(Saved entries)
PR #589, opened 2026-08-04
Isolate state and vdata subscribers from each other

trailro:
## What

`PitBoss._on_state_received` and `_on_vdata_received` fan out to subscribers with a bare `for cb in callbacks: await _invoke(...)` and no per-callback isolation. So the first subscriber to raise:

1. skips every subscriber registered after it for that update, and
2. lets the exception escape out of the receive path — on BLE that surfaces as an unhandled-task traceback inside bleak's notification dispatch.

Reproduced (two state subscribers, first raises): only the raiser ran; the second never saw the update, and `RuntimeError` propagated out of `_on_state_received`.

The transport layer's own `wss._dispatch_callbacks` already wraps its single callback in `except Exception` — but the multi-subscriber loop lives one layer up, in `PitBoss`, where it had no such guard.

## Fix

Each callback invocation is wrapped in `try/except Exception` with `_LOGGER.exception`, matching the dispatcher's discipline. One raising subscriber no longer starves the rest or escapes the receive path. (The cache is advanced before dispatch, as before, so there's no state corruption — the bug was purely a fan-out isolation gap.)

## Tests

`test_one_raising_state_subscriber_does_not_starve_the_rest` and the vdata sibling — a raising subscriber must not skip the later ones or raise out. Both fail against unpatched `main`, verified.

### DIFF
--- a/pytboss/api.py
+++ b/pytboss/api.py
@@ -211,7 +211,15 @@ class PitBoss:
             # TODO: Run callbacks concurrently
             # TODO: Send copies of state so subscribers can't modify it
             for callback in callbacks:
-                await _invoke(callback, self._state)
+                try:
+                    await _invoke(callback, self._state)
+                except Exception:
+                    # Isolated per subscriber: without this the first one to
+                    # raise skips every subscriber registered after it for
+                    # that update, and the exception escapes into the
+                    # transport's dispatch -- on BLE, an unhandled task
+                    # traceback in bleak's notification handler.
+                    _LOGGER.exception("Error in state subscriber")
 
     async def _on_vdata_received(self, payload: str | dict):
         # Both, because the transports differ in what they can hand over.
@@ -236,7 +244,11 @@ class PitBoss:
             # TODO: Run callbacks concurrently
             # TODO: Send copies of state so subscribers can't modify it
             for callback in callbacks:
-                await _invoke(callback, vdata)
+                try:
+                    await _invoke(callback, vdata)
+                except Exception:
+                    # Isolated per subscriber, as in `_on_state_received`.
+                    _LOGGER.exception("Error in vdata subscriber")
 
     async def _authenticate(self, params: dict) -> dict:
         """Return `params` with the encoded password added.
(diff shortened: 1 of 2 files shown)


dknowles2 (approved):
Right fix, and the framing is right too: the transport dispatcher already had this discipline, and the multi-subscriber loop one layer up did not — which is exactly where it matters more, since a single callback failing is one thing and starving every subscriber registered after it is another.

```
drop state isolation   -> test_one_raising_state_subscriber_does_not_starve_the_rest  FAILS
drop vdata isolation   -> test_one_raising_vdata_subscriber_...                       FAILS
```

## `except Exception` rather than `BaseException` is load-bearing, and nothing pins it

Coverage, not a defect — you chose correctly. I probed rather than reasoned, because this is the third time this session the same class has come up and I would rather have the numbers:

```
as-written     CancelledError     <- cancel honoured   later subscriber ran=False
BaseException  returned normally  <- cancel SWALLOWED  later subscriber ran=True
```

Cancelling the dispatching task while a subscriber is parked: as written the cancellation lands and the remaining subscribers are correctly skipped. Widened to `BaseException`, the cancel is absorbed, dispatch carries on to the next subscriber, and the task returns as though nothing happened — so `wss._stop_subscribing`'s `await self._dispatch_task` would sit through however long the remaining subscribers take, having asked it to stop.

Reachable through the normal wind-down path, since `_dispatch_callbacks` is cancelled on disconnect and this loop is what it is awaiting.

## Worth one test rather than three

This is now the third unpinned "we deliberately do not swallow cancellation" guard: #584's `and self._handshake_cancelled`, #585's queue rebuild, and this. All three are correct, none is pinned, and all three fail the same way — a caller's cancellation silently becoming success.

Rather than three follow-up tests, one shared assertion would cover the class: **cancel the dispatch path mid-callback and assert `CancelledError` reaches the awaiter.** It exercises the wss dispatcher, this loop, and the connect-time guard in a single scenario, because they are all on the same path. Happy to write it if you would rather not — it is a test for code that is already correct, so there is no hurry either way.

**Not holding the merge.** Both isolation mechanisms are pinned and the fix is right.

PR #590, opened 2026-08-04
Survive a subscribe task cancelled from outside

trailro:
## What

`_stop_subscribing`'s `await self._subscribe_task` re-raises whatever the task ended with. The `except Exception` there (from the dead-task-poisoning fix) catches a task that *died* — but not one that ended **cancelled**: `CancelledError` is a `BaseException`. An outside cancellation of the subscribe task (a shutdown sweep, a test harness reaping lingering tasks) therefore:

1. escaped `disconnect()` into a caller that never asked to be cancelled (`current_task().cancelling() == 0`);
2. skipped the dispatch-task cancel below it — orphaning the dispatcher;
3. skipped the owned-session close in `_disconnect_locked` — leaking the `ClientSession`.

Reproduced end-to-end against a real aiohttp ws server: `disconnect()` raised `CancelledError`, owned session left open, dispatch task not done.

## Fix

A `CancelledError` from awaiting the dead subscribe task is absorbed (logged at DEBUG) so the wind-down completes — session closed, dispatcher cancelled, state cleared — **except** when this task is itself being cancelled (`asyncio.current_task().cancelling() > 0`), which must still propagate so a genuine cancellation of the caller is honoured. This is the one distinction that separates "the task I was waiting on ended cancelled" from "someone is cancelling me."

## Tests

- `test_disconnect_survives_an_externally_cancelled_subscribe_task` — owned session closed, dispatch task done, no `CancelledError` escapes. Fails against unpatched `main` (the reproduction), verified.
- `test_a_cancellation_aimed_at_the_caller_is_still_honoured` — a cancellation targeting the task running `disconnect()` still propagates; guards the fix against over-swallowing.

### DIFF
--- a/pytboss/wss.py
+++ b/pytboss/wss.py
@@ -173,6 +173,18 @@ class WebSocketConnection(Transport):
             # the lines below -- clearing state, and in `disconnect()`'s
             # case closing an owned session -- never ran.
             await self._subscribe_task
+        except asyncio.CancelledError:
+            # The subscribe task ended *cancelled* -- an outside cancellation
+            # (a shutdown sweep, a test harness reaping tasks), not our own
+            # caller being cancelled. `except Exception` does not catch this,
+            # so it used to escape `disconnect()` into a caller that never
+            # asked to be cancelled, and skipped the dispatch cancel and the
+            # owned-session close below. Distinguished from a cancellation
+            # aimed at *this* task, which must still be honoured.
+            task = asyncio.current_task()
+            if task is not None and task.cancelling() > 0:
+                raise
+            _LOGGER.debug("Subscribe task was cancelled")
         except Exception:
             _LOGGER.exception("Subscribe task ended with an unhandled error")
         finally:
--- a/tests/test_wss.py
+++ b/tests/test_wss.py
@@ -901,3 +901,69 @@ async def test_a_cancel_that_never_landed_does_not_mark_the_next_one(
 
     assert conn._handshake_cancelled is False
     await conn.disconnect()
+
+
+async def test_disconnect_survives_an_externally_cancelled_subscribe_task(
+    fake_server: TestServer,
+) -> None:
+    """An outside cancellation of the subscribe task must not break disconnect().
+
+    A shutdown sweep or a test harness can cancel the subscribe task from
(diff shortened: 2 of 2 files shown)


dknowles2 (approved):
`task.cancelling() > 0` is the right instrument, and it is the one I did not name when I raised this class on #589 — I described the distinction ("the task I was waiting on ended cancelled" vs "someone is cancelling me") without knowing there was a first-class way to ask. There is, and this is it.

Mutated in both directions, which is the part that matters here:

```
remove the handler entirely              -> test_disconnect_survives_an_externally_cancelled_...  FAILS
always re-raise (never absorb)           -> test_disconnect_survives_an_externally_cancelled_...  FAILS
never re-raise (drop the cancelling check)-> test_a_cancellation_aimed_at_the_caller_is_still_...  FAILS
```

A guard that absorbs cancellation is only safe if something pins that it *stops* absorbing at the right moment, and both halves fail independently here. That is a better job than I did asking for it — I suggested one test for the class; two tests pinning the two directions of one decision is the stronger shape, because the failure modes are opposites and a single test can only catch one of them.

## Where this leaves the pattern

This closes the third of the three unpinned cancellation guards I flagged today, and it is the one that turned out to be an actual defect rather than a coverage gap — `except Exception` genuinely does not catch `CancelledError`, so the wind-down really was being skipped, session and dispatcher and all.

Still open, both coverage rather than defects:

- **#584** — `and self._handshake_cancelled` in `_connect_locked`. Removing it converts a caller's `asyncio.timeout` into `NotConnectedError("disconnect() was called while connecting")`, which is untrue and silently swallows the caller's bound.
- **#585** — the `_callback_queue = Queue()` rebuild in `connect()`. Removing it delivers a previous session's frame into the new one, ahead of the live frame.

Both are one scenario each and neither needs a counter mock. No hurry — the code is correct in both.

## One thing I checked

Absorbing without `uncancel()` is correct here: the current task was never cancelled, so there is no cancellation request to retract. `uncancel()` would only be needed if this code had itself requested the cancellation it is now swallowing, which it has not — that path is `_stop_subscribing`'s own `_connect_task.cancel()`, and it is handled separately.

> [Task statement]
Scan the records above for lines with the word "wind". Then report how many there are, as a bare number.

> [Response to the task]
3